▸ **Stored data**

PR #442, opened 2020-01-21
Migrating to Typescript

edisinovcic:
This PR is the migration of the whole library from javascript to typescript.

Jest testing framework is being used in rewrite instead of tape.

TODO: 
* check if the wrapper is okay in this format
* fix coverage:jest problem with memory leakage (for now not part of the CI)


__tests__/compiler.spec.ts
```diff
@@ -0,0 +1,853 @@
...
+          }
+  
+          let output = JSON.parse(solc.lowlevel.compileSingle('contract x { this is an invalid contract }'));
+          if (semver.lt(solc.semver(), '0.1.4')) {
+            expect(output.error.indexOf('Parser error: Expected identifier')).not.toBe(-1);
+            return;
+          }
+
+          // TODO: what plan does? https://github.com/substack/tape#tplann
+          //st.plan(3);
```
edisinovcic: @chriseth does this mean that tests run 3 times?
https://github.com/substack/tape#tplann 

Definition on the github:
"Declare that n assertions should be run. t.end() will be called automatically after the nth assertion. If there are any more assertions after the nth, or after t.end() is called, they will generate errors."

chriseth: Yes

chriseth: Actually no, it says that there are 3 checks to be run. Because they are async, you basically tell the test framework when to stop waiting for more checks.

edisinovcic:
@chriseth changes to .js files are due to semistandard, on the compiler.ts part all tests are running and it should be the same as compiler.js with types added. 

It's a big change so please let me know if I missed something.

edisinovcic:
@axic please take a look at this when you have time. Tnx ;)

src/wrapper.ts
```diff
@@ -0,0 +1,368 @@
+/* eslint-disable @typescript-eslint/no-explicit-any */
+import assert = require('assert');
+import translate = require('./translate');
+import requireFromString = require('require-from-string');
+import https = require('https');
+import MemoryStream = require("memorystream");
+import semver = require('semver');
+import { IncomingMessage } from 'http';
+
+export class Wrapper {
```
edisinovcic: @axic Can I leave as a class or rather revert it to the setupMethods as it was before?

MambaDev:
@edisinovcic You probably should update the gitignore to include the .nyc_output/ path, since these should not be included within git.

edisinovcic:
> @edisinovcic You probably should update the gitignore to include the .nyc_output/ path, since these should not be included within git.

Tnx will do. I hope that I will have some time to get back too this in near future to finish it completely. Tnx for letting me know!

franco-roura:
Would love to see this one merged, let me know if there's anything I can do to help 😊

cameel:
@franco-roura I took a quick look at the PR and for me the biggest issue is that it looks pretty much like a complete rewrite of the library. Tests are being rewritten too so it's pretty much impossible to be sure if all the functionality is preserved. Reviewing this is going to be nightmarish and I suspect it would take more time than it took to write this :)

If you want to push this forward, then I think that the best course of action would be to find a way to do this piecemeal, in a set of smaller PRs. For example the switch to a different test framework could probably be done on its own, without modifying the code it tests. The PR adds some new dependences - for example ESLint looks like something that can be added in a separate PR. Finally, since TypeScript is supposed to be backwards-compatible with JS, maybe we could first convert the project to TS with as little actual JS changes as possible and only after that add type annotations? This PR only adds new .ts files, without removing the .js equivalents so it's not even clear to me how much it modifies the original code.

Apart from the PR being big and unwieldy, you can probably see from the list of old, outdated PRs in this repo that we do not have enough manpower for reviewing these.  The Solidity team consists mostly of C++ developers and most of the effort goes into the compiler. Any help in getting these PRs reviewed to the point where the biggest problems are ironed out would likely speed things up more than writing more code.

r0qs:
Hi, thank you very much for the PR. But as pointed out, reviewing a PR that makes so many changes at once is not practical. However, this motivated others to contribute with small changes inspired by this PR, so thanks for your effort!

Part of your suggestions are already merged, and some are still in progress. If there are still things that you would like to add to solc-js, please feel free to open a new PR :D

PR #446, opened 2020-02-18
Use GitHub raw.githubusercontent.com to avoid rate limiting

### LINKED ISSUE #445: Install often times out due to github pages rate limit
We're having trouble building contracts on our CI machine. The build fails very often with a rate limiting error:

```
 | FetchError: response timeout at https://ethereum.github.io/solc-bin/bin/soljson-v0.4.24+commit.e67f0147.js over limit: 20000
 |     at Timeout._onTimeout (/chainlink/node_modules/node-fetch/lib/body.js:117:12)
```

Is there some way we can provide a cached version of the soljson binaries, or supply a different url to work around this?

jleeh:
Fixes #445.

- Rate limit is being hit causing flakey builds for anyone who depends on solc-js remote downloading in their software. The change to GitHub raw URLs avoids hitting rate limits.
- ~~Ability to override the repository all together with an environment variable `SOLC_REPO`. Allowing people to use alternative repos, including internal.~~

### DIFF
--- a/downloadCurrentVersion.js
+++ b/downloadCurrentVersion.js
@@ -13,7 +13,7 @@ function getVersionList (cb) {
   console.log('Retrieving available version list...');
 
   var mem = new MemoryStream(null, { readable: false });
-  https.get('https://ethereum.github.io/solc-bin/bin/list.json', function (response) {
+  https.get('https://raw.githubusercontent.com/ethereum/solc-bin/gh-pages/bin/list.json', function (response) {
     if (response.statusCode !== 200) {
       console.log('Error downloading file: ' + response.statusCode);
       process.exit(1);
@@ -40,7 +40,7 @@ function downloadBinary (outputName, version, expectedHash) {
   });
 
   var file = fs.createWriteStream(outputName, { encoding: 'binary' });
-  https.get('https://ethereum.github.io/solc-bin/bin/' + version, function (response) {
+  https.get('https://raw.githubusercontent.com/ethereum/solc-bin/gh-pages/bin/' + version, function (response) {
     if (response.statusCode !== 200) {
       console.log('Error downloading file: ' + response.statusCode);
       process.exit(1);
--- a/wrapper.js
+++ b/wrapper.js
@@ -328,7 +328,7 @@ function setupMethods (soljson) {
     // instead of from the local filesystem.
     loadRemoteVersion: function (versionString, cb) {
       var mem = new MemoryStream(null, {readable: false});
-      var url = 'https://ethereum.github.io/solc-bin/bin/soljson-' + versionString + '.js';
+      var url = 'https://raw.githubusercontent.com/ethereum/solc-bin/gh-pages/bin/soljson-' + versionString + '.js';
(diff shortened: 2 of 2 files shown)


downloadCurrentVersion.js
```diff
@@ -13,7 +15,7 @@ function getVersionList (cb) {
   console.log('Retrieving available version list...');
 
   var mem = new MemoryStream(null, { readable: false });
-  https.get('https://ethereum.github.io/solc-bin/bin/list.json', function (response) {
+  https.get(SOLC_REPO + 'list.json', function (response) {
```
chriseth:
```suggestion
  https.get(SOLC_REPO + '/list.json', function (response) {
```
Just in case people forget a trailing slash in the env variable?

chriseth:
Can you document this feature in the readme?

@edisinovcic does this conflict with your work?

edisinovcic:
No, it's definitely a welcomed PR.

downloadCurrentVersion.js
```diff
@@ -3,6 +3,8 @@
 // This is used to download the correct binary version
 // as part of the prepublish step.
 
+const SOLC_REPO = process.env.SOLC_REPO || 'https://raw.githubusercontent.com/ethereum/solc-bin/gh-pages/bin/';
```
axic: What is the use case for changing the official URL here?

axic:
Changing it here, while keeping the old URL in `wrapper.js` creates an inconsistency in the library.

edisinovcic:
Definitely @axic but I can update it for the whole project for it to be configurable if that's okay with you?

axic:
> for the whole project for it to be configurable

I am not yet seeing the use case for that. Also note that `wrapper.js` should definitely not use environment variables as it is a library and not CLI.

downloadCurrentVersion.js
jleeh: The GitHub pages URL becomes rate limited once you exceed certain bandwidth allowance, which made our CI builds fail when downloading solc. Using the raw URL bypasses the pages rate limits.

axic: I understand that, but not the reason for `env.SOLC_REPO`.

jleeh:
>I am not yet seeing the use case for that.

Mostly for pointing to internal repositories/elsewhere. Even though there's checksums, some teams could want to lock versions in their own repository, or remove the dependency on GitHub all together.

I'll update the URL in wrapper.js, but in terms of changing it since it's a lib, I feel I wouldn't be best making that change.

downloadCurrentVersion.js
jleeh: Commented underneath.

axic:
I'd prefer we merge this without the override (to include it in 0.6.3) and then we can discuss the override separately and land it in 0.6.4. Does that sounds like a good middle gorund?

axic:
@jleeh can you create a new PR for the override?

jleeh:
Sure. I'll base it on this branch to avoid future conflicts.

PR #447, opened 2020-02-18
 Ability to override remote download URL with env var

jleeh:
When using the CLI/high-level API, add the ability to override the remote download URL with the `SOLC_REPO` environment variable.

### DIFF
--- a/downloadCurrentVersion.js
+++ b/downloadCurrentVersion.js
@@ -13,7 +13,7 @@ function getVersionList (cb) {
   console.log('Retrieving available version list...');
 
   var mem = new MemoryStream(null, { readable: false });
-  https.get('https://ethereum.github.io/solc-bin/bin/list.json', function (response) {
+  https.get('https://raw.githubusercontent.com/ethereum/solc-bin/gh-pages/bin/list.json', function (response) {
     if (response.statusCode !== 200) {
       console.log('Error downloading file: ' + response.statusCode);
       process.exit(1);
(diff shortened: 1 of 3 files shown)


downloadCurrentVersion.js
```diff
@@ -3,6 +3,8 @@
 // This is used to download the correct binary version
 // as part of the prepublish step.
 
+const SOLC_REPO = process.env.SOLC_REPO || 'https://raw.githubusercontent.com/ethereum/solc-bin/gh-pages/bin';
```
axic: My main concern with this override is that compiler hashes are not enforced. This means it would be possible that maliciously someone keeps downloading tainted compiler versions when using truffle, for example.

Is the use of private repositories of solc-bin a common thing? Is it still needed after the change to raw.githubusercontent?

A better solution would be to enforce hashes of downloaded compilers, but then we'd need to bake in the hash of `list.json` tied to a given version and nightlies could not be downloaded (well it would be flagged as untrusted).

jleeh: >My main concern with this override is that compiler hashes are not enforced.
My thinking was to enforce compiler hashes directly within your control to stop them being tainted. For example, if I was to setup an internal solc internal repo, all I would do is directly copy `solc-bin` and host it elsewhere. There's still potential when using GitHub that the maintainers of the repo update previous checksums and compiler versions.

>Is the use of private repositories of solc-bin a common thing? Is it still needed after the change to raw.githubusercontent?
I'd say it's common in the corporate world, but I've not seen it too much in ETH dev? For example, how tools like Artifactory can mirror RPM/npm repos to be used internally or simply just as a cache to be more redundant.

Overall, I think the main benefit of being able to use overrides is that teams could use custom solc versions which they host internally then hook in to tools like Truffle.

axic: > Overall, I think the main benefit of being able to use overrides is that teams could use custom solc versions which they host internally then hook in to tools like Truffle.

I'm not sure we should encourage the use of unofficial compiler versions. Do you have a reason in mind for an unofficial compiler build? The project has always tried to be accommodating to external input, which has led to avoiding forks of the compiler.

r0qs:
Hi, thanks for the PR. We think that allowing the download from different sources may be relevant. However, it should be from a trusted list of sources for security reasons.

I will be closing this PR for now since it does not accomplish something that we want now. If you have any new ideas on performing such an operation more trustfully, please feel free to open a new PR with your suggestions.

PR #455, opened 2020-03-12
Add test option to disable remote version tests.

ekpyron:
We can do this differently, but we should really have something like this. It's extremely annoying for running the tests from the solidity repo, that you can't force it to only run against the version of ``soljson.js`` you want...

### DIFF
--- a/test/compiler.js
+++ b/test/compiler.js
@@ -4,6 +4,8 @@ const solc = require('../index.js');
 const linker = require('../linker.js');
 const execSync = require('child_process').execSync;
 
+var noRemoteVersions = (process.argv.indexOf('--no-remote-versions') >= 0);
+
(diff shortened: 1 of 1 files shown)


leonardoalt:
Well, how would you apply this in the Solidity repo? Simply not use the remote versions here?

ekpyron:
In solidity in ``test/externalTests/solc-js/solc-js.sh`` we'd just need to change
``npm test`` to ``npm run test -- --no-remote-versions``.

ekpyron:
By the way: I'd still find this useful and see no harm in it. So far I still have to comment these parts out manually all the time...

ekpyron:
By the way almost a year later I'd *still* like to have this :-D.

chriseth (approved):

PR #467, opened 2020-05-15
Added basePath

uspasojevic96:


christianparpart:
Should be merged *after* https://github.com/ethereum/solidity/pull/8927 was merged.

solcjs
```diff
@@ -22,6 +22,7 @@ program
   .option('--bin', 'Binary of the contracts in hex.')
   .option('--abi', 'ABI of the contracts.')
   .option('--standard-json', 'Turn on Standard JSON Input / Output mode.')
+  .option('--base-path', 'Use the given path as the root of the source tree instead of the root of the filesystem.')
```
chriseth, line 25: Description is ambiguous (what is the root of what?).
Maybe `Specifies the root of the source tree (default value: "/").`?

uspasojevic96: You are right, changed it.

solcjs
```diff
@@ -93,7 +94,13 @@ var output = JSON.parse(solc.compile(JSON.stringify({
     }
   },
   sources: sources
-})));
+}
+
+if (program.basePath) {
+  options.settings.basePath = basePath
```
chriseth, line 100: I don't think this is as easy as just forwarding the option. We have to modify the read callback.

PR #470, opened 2020-06-04
Pass the wasm signature to addFunction.

ekpyron:
This should be backwards compatible just as it is, shouldn't it? Let's see what the tests say.
Relates to https://github.com/ethereum/solidity/pull/9111

### DIFF
--- a/wrapper.js
+++ b/wrapper.js
@@ -140,7 +140,7 @@ function setupMethods (soljson) {
     var addFunction = soljson.addFunction || soljson.Runtime.addFunction;
     var removeFunction = soljson.removeFunction || soljson.Runtime.removeFunction;
 
-    var cb = addFunction(singleCallback);
+    var cb = addFunction(singleCallback, 'viiiii');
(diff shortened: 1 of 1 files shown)


christianparpart:
@ekpyron I know this PR is merged already and nobody seemed to have questioned it. But why do you pass 6 times `i` here? `v` is for return void type, and then it's followed by a sequence encoding the function parameter types, where `i` stands for int32. But why six times?

cameel:
@christianparpart
https://github.com/ethereum/solc-js/blob/16ac5ab6a8f8ccca2a36028e4341a591e708d0b0/wrapper.js#L123-L143
https://github.com/ethereum/solc-js/blob/16ac5ab6a8f8ccca2a36028e4341a591e708d0b0/wrapper.js#L79-L92

The original `singleCallback` takes 2 args but it's passed through `wrapCallbackWithKind()`, which returns a wrapper that actually expects 5 args (it's 5, not 6).

Issue #169, opened 2017-12-22
Warn as error in solcjs


posix4e:
Is it reasonable to enable an option where warnings return a false error code?

axic:
Since this `solcjs` CLI should match with the upstream `solc` binary, I suggest we wait for a decision on https://github.com/ethereum/solidity/issues/10277.

PR #476, opened 2020-07-05
Add option to return warning as error

t4sk:
Option to return warning as error

https://github.com/ethereum/solc-js/issues/169


r0qs:
Hi, @t4sk thanks for the PR, but the `solc-js` cli should match the behavior of the `solc`, which currently, does not return warnings as errors. So I will be closing this PR for now. Thanks for your contribution, though.

PR #100, opened 2016-05-23
Automatic merging

### LINKED ISSUE #96: Branch merging automation
Since we have a homogeneous branch management, maybe we can introduce branch auto merging.

A cron task could run every night to merge all stable branches of each repo into the master one.

Of course, branches with conflicts will be ignored.

This will avoid long branch difference if we forgot to merge them from a while...

In addition, a web page could be added later, showing branches that need manual merge.

@sonata-project/contributors What do you think?

Soullivaneuh:
Closes #96.

We need https://github.com/KnpLabs/php-github-api/pull/379 to be merged and on a tag to get this working.

After merge this PR, a cron task have to be setup to run every night.

### DIFF
--- a/src/Console/Command/AutoMergeCommand.php
+++ b/src/Console/Command/AutoMergeCommand.php
@@ -1,0 +1,97 @@
+<?php
+
+/*
+ * This file is part of the Sonata Project package.
+ *
+ * (c) Thomas Rabaix <thomas.rabaix@sonata-project.org>
+ *
+ * For the full copyright and license information, please view the LICENSE
+ * file that was distributed with this source code.
+ */
+
+namespace Sonata\DevKit\Console\Command;
+
+use Github\Exception\ExceptionInterface;
+use Github\Exception\RuntimeException;
+use Packagist\Api\Result\Package;
+use Symfony\Component\Console\Input\InputInterface;
+use Symfony\Component\Console\Output\OutputInterface;
+
+/**
+ * @author Sullivan Senechal <soullivaneuh@gmail.com>
+ */
+final class AutoMergeCommand extends AbstractNeedApplyCommand
+{
+    /**
+     * {@inheritdoc}
+     */
+    protected function configure()
+    {
+        parent::configure();
+
+        $this
+            ->setName('auto-merge')
+            ->setDescription('Merges branches of repositories if there is no conflict.')
+        ;
+    }
+
+    /**
+     * {@inheritdoc}
+     */
+    protected function execute(InputInterface $input, OutputInterface $output)
+    {
+        foreach ($this->configs['projects'] as $name => $projectConfig) {
+            try {
+                $package = $this->packagistClient->get(static::PACKAGIST_GROUP.'/'.$name);
+                $this->io->title($package->getName());
+                $this->mergeBranches($package, $projectConfig);
+            } catch (ExceptionInterface $e) {
+                $this->io->error('Failed with message: '.$e->getMessage());
+            }
+        }
+
+        return 0;
+    }
+
+    private function mergeBranches(Package $package, array $projectConfig)
+    {
+        if (!$this->apply || !array_key_exists('branches', $projectConfig)) {
+            return;
+        }
+
+        $repositoryName = $this->getRepositoryName($package);
+        $branches = array_reverse(array_keys($projectConfig['branches']));
+
+        // Merge the oldest branch into the next newest, and so on.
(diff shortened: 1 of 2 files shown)


Soullivaneuh:
Added a manual message waiting https://github.com/KnpLabs/php-github-api/pull/379.

src/Console/Command/AutoMergeCommand.php
```diff
@@ -0,0 +1,97 @@
...
+    /**
+     * {@inheritdoc}
+     */
+    protected function configure()
+    {
+        parent::configure();
+
+        $this
+            ->setName('auto-merge')
+            ->setDescription('Merges branches of repositories if not conflict.')
```
greg0ire: "if they don't conflict" or "if there is no conflict"

src/Console/Command/AutoMergeCommand.php
```diff
@@ -0,0 +1,97 @@
...
+            try {
+                $package = $this->packagistClient->get(static::PACKAGIST_GROUP.'/'.$name);
+                $this->io->title($package->getName());
+                $this->mergeBranches($package, $projectConfig);
+            } catch (ExceptionInterface $e) {
+                $this->io->error('Failed with message: '.$e->getMessage());
+            }
+        }
+
+        return 0;
```
greg0ire: Maybe return something else if there has been an exception ?

Soullivaneuh: Not really. The fail is for one project, the command still continue.

src/Console/Command/AutoMergeCommand.php
```diff
@@ -0,0 +1,97 @@
...
+        if (!$this->apply || !array_key_exists('branches', $projectConfig)) {
+            return;
+        }
+
+        $repositoryName = $this->getRepositoryName($package);
+        $branches = array_reverse(array_keys($projectConfig['branches']));
+
+        while (($head = current($branches))) {
+            $base = next($branches);
+            if (false === $base) {
```
greg0ire: I don't get this part… why the reverse, why not use foreach, and why check for `false`?

src/Console/Command/AutoMergeCommand.php
```diff
@@ -0,0 +1,97 @@
...
+                if (is_array($response) && array_key_exists('sha', $response)) {
+                    $this->io->success('Merged '.$head.' into '.$base);
+                } else {
+                    $this->io->comment('Nothing to merge on '.$base);
+                }
+            } catch (RuntimeException $e) {
+                if (409 === $e->getCode()) {
+                    $this->io->warning('Merging of '.$head.' into '.$base.' contains conflicts. Skipped.');
+                    continue;
+                } else {
```
greg0ire: No need for the else statement I think (because there is a `continue`)

src/Console/Command/AutoMergeCommand.php
Soullivaneuh: > why the reverse

Because we merge the oldest branch to the newest.

> why not use foreach

Proper. We avoid to have to create an index variable to check the next one.

> and why check for false

`next` return `false` if there is nothing after the current element.

See: http://php.net/manual/fr/function.next.php

src/Console/Command/AutoMergeCommand.php
greg0ire: Why return anything in that case? Isn't `0` the default value ?

src/Console/Command/AutoMergeCommand.php
greg0ire: Could you add a comment "merge the oldest branch into the newest, and so on" ?

src/Console/Command/AutoMergeCommand.php
Soullivaneuh: `0|void|null`.


Yes I know. I prerfer return a number like shell script does on succes/failure.

src/Console/Command/AutoMergeCommand.php
Soullivaneuh: Done.

src/Console/Command/AutoMergeCommand.php
greg0ire: Do you also `return 200` in your http controllers :trollface: ?

Soullivaneuh: > Do you also `return 200` in your http controllers :trollface: ?

Controllers return `200` by default. :trollface:

PR #102, opened 2016-05-26
added CREDITS file

OskarStark:
Refs https://github.com/sonata-project/SonataAdminBundle/pull/3880

removed `famfam icons`, added `font-awesome icons` instead


Soullivaneuh:
I think you can add AdminLTE.

OskarStark:
I added AdminLTE, shall we really add the project which are using it?

Soullivaneuh:
> I added AdminLTE, shall we really add the project which are using it?

Maybe something like "For admin it components user interface"?

OskarStark:
ping @Soullivaneuh

project/CREDITS.md
```diff
@@ -0,0 +1,47 @@
...
+
+*jQuery is a fast, small, and feature-rich JavaScript library. It makes
+things like HTML document traversal and manipulation, event handling,
+animation, and Ajax much simpler with an easy-to-use API that works across
+a multitude of browsers. With a combination of versatility and extensibility,
+jQuery has changed the way that millions of people write JavaScript.*
+
+**License** https://github.com/jquery/jquery/blob/master/LICENSE.txt
+
+### Sonata Usecase
```
Soullivaneuh: Not sure of a title for that. Maybe same level as License?

OskarStark: will change that

core23:
Sure we need this on ALL bundles?

Soullivaneuh:
> Sure we need this on ALL bundles?

@core23 can you please elaborate?

core23:
I am sure if all bundles need a Credit for AdminLTE, jQuery, Font Awesome, ... 

E.g. why should we credit frontend librarys on the [exporter bundle](https://github.com/sonata-project/exporter)? There is no reference to any of them.

OskarStark:
> E.g. why should we credit frontend librarys on the exporter bundle? There is no reference to any of them.

for me its a matter of consistency, because the project itself says "thank you" and its much easier to maintain with the dev kit

core23:
I'am not against this PR in general. I'll just want to show up that we don't need this on all bundles.

OskarStark:
> I'am not against this PR in general. I'll just want to show up that we don't need this on all bundles.

You are true, but i think this file is not so important to build a logic, WHERE it should be updated by the dev-kit

ping @greg0ire

Soullivaneuh:
I would like @rande opinion about this file.

rande:
@core23 has a point. Also, credit should also refer to the PHP code used: bundles and libs. I think this reference works need to go on a dedicated page on the sonata-project.org website. Something similar to https://sonata-project.org/contributors.

greg0ire:
That would be a far better solution indeed IMO (the page is much more likely to be read than the file).

Soullivaneuh:
@rande Can the website be open-sourced? Or maybe a part? It would be great to permit contributions on it.

PR #111, opened 2016-05-28
Recommend against editing the change log file

greg0ire:
This should prevent many conflicts between PRs.

### DIFF
--- a/project/CONTRIBUTING.md
+++ b/project/CONTRIBUTING.md
@@ -84,14 +84,17 @@ on your PR explaining why you feel it is the case.
 
 #### The Change log
 
-On each PR, the `CHANGELOG.md` file **has to be updated**.
+For each PR, a change log must be provided.
 
-There are few cases where the `CHANGELOG.md` file should not be touched:
+There are few cases where no change log is necessary:
 
 * When you fix a bug on an unreleased feature.
 * When your PR concerns only the documentation (fix or improvement).
 
-The change log note has to be put below the `## [Unreleased]` section.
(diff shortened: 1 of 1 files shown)


project/CONTRIBUTING.md
```diff
@@ -84,14 +84,17 @@ on your PR explaining why you feel it is the case.
 
 #### The Change log
 
-On each PR, the `CHANGELOG.md` file **has to be updated**.
+For each PR, a change log SHOULD be provided.
 
-There are few cases where the `CHANGELOG.md` file should not be touched:
+There are few cases where no change log is necessary
```
Soullivaneuh: Missing `:` at the end.

project/CONTRIBUTING.md
```diff
@@ -84,14 +84,17 @@ on your PR explaining why you feel it is the case.
 
 #### The Change log
 
-On each PR, the `CHANGELOG.md` file **has to be updated**.
+For each PR, a change log SHOULD be provided.
```
Soullivaneuh: I would prefer `MUST`, even if it does not for few cases.

greg0ire: Well then I will use "must" instead of `MUST`

greg0ire: Otherwise people will think we refer to RFC 2119

Soullivaneuh: :+1:

Soullivaneuh:
Thank you! :+1:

▸ **Problem to solve**
Could you copy each line from the listing that has the word "contributors" in it?

▸ **Task solution**
@sonata-project/contributors What do you think?
@core23 has a point. Also, credit should also refer to the PHP code used: bundles and libs. I think this reference works need to go on a dedicated page on the sonata-project.org website. Something similar to https://sonata-project.org/contributors.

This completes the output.